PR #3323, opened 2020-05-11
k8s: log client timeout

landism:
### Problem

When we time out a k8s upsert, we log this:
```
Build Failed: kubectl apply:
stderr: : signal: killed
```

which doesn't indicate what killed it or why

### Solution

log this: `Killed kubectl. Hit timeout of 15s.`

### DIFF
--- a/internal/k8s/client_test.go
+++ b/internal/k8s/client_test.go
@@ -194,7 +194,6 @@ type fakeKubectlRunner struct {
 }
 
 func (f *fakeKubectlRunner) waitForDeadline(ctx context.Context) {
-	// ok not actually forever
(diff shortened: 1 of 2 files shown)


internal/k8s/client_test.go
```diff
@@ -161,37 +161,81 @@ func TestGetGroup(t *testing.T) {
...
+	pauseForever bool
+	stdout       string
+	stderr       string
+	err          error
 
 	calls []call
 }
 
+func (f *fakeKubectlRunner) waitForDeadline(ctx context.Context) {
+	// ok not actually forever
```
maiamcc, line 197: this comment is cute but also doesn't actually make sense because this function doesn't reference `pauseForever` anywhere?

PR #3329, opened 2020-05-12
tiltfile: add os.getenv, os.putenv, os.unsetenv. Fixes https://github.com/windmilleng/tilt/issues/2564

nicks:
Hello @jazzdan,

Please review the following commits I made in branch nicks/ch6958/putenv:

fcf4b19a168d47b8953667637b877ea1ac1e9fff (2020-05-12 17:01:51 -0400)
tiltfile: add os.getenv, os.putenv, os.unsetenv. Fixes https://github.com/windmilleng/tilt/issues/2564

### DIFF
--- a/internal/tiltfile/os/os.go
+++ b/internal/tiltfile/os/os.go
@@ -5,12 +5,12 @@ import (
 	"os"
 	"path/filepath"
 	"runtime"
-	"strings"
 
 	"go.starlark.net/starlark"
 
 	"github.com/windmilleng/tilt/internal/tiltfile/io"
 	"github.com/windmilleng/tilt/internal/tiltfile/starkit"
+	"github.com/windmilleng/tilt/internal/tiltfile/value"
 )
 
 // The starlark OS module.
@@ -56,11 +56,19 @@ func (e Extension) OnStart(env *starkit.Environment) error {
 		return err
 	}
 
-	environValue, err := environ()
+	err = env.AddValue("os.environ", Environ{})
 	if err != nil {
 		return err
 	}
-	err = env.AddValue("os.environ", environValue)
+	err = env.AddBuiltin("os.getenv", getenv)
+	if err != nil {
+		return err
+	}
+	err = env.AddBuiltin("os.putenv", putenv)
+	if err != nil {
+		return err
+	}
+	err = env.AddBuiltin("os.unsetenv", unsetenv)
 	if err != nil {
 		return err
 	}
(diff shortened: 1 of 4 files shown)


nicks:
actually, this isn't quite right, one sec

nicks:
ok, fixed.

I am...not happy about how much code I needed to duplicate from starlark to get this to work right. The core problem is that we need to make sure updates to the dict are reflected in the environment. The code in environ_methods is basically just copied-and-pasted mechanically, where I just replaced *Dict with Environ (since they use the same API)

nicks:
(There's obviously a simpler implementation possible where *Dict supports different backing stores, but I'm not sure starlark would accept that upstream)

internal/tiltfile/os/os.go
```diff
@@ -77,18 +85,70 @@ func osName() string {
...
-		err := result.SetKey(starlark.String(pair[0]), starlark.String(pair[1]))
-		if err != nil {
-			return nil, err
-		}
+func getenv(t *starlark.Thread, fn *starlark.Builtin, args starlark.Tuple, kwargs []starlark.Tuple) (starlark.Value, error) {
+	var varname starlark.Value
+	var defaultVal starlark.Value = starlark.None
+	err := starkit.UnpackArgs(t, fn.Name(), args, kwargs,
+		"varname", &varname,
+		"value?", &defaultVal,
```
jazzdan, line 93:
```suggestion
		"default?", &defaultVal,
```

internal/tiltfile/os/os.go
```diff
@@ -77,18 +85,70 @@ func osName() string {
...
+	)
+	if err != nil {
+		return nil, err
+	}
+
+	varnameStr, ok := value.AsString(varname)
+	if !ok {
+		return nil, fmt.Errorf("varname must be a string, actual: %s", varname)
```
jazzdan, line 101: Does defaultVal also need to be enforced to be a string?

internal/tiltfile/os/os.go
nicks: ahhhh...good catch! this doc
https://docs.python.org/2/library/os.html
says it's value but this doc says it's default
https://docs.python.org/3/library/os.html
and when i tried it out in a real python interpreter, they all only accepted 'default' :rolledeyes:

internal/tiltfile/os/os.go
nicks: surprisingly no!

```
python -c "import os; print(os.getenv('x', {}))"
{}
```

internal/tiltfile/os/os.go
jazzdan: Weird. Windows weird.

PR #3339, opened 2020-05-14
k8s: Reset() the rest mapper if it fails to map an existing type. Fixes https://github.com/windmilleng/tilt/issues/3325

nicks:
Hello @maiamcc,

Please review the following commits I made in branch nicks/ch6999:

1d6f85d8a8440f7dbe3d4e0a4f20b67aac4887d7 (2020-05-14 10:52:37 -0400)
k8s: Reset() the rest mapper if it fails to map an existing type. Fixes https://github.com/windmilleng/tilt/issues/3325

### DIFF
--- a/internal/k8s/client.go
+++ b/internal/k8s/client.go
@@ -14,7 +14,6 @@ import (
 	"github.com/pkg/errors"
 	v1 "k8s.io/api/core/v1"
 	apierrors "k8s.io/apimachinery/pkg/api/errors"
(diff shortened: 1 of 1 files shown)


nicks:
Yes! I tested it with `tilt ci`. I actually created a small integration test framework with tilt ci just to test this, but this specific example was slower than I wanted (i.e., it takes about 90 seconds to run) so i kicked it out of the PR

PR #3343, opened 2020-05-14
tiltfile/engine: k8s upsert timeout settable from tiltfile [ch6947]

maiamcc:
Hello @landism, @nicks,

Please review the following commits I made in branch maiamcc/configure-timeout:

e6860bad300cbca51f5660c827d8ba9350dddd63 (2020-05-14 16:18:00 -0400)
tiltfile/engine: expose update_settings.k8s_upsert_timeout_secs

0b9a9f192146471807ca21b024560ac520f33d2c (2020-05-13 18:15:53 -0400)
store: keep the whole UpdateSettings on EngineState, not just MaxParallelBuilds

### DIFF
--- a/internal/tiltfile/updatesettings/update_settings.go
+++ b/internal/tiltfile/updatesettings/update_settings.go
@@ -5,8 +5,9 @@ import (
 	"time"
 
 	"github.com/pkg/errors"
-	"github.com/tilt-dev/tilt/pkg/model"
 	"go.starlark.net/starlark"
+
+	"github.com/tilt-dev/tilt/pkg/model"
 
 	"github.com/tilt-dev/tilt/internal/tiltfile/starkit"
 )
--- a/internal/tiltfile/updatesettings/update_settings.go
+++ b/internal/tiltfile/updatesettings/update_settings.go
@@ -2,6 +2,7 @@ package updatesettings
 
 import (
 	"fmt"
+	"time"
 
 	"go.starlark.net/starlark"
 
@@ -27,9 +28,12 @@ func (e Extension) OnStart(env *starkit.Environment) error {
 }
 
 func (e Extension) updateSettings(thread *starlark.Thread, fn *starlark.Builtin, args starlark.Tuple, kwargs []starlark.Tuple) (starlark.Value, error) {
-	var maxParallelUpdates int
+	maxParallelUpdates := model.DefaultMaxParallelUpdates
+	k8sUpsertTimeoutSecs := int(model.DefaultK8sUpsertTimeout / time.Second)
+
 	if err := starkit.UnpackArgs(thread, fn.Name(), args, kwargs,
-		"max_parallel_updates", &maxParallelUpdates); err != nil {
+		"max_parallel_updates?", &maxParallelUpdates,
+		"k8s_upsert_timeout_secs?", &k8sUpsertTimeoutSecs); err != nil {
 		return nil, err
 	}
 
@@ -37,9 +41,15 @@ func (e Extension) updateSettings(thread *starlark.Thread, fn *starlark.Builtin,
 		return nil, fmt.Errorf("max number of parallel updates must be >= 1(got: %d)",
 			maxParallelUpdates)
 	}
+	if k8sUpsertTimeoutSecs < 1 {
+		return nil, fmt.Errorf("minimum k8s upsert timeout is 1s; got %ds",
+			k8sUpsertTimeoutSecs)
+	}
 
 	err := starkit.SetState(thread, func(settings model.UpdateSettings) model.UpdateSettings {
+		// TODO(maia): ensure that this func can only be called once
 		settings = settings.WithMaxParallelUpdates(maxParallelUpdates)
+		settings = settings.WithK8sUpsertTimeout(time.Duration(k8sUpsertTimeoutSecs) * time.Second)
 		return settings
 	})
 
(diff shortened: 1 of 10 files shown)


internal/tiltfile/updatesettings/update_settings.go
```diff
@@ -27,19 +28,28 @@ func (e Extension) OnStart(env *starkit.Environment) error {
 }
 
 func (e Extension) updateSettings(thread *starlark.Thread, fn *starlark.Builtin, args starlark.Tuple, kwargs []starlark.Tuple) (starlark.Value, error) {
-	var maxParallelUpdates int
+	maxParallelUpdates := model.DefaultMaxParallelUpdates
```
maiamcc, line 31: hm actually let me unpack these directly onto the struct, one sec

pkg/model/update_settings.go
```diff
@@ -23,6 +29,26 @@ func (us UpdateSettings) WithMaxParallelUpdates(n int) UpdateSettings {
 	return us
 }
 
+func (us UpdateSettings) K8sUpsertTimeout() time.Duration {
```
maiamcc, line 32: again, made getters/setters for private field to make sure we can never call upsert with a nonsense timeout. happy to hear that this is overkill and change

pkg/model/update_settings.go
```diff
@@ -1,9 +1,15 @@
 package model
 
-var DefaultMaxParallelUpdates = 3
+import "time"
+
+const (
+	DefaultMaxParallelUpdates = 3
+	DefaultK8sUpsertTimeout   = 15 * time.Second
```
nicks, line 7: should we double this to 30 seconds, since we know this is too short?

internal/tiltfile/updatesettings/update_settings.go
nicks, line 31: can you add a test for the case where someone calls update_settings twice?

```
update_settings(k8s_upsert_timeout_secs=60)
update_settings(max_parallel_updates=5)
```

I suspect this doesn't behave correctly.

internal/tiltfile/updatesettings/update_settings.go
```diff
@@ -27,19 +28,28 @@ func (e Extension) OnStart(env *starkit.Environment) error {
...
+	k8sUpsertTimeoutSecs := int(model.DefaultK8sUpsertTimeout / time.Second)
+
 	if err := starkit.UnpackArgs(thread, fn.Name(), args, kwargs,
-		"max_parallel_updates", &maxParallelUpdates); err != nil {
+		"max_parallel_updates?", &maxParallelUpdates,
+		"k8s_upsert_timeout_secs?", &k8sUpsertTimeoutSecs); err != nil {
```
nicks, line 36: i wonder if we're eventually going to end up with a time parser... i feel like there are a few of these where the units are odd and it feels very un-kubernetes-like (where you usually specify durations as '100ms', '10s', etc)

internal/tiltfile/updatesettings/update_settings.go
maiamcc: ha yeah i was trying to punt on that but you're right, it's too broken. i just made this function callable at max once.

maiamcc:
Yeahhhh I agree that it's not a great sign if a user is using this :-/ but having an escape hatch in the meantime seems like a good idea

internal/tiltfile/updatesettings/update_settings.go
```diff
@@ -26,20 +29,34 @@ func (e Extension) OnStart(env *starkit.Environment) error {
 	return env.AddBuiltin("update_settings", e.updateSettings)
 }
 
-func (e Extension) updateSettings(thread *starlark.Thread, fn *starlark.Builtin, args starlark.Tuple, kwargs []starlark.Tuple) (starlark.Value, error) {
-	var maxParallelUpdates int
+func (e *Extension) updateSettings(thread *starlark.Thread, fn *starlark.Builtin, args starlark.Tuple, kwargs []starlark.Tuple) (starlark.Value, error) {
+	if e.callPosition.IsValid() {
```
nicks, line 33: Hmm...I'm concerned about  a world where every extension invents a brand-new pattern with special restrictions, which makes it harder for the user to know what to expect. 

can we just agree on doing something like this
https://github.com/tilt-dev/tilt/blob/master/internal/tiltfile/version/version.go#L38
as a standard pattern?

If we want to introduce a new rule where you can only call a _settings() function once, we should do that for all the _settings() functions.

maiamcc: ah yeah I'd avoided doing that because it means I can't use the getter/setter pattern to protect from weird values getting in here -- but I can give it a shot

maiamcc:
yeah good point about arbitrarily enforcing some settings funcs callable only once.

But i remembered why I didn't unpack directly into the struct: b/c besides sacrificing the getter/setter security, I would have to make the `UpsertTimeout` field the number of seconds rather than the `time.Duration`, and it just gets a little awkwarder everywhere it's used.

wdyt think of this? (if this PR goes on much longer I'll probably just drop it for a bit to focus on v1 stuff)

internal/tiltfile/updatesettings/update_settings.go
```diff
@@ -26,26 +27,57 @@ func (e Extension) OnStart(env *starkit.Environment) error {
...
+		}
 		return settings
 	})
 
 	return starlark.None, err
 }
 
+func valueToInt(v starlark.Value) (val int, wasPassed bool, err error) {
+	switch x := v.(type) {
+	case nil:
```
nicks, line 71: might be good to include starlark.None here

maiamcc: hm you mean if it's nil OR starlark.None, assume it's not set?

Problem details:
Working through the records, find each line containing the word "callable" and copy it.

Solved exercise:
maiamcc: ha yeah i was trying to punt on that but you're right, it's too broken. i just made this function callable at max once.
yeah good point about arbitrarily enforcing some settings funcs callable only once.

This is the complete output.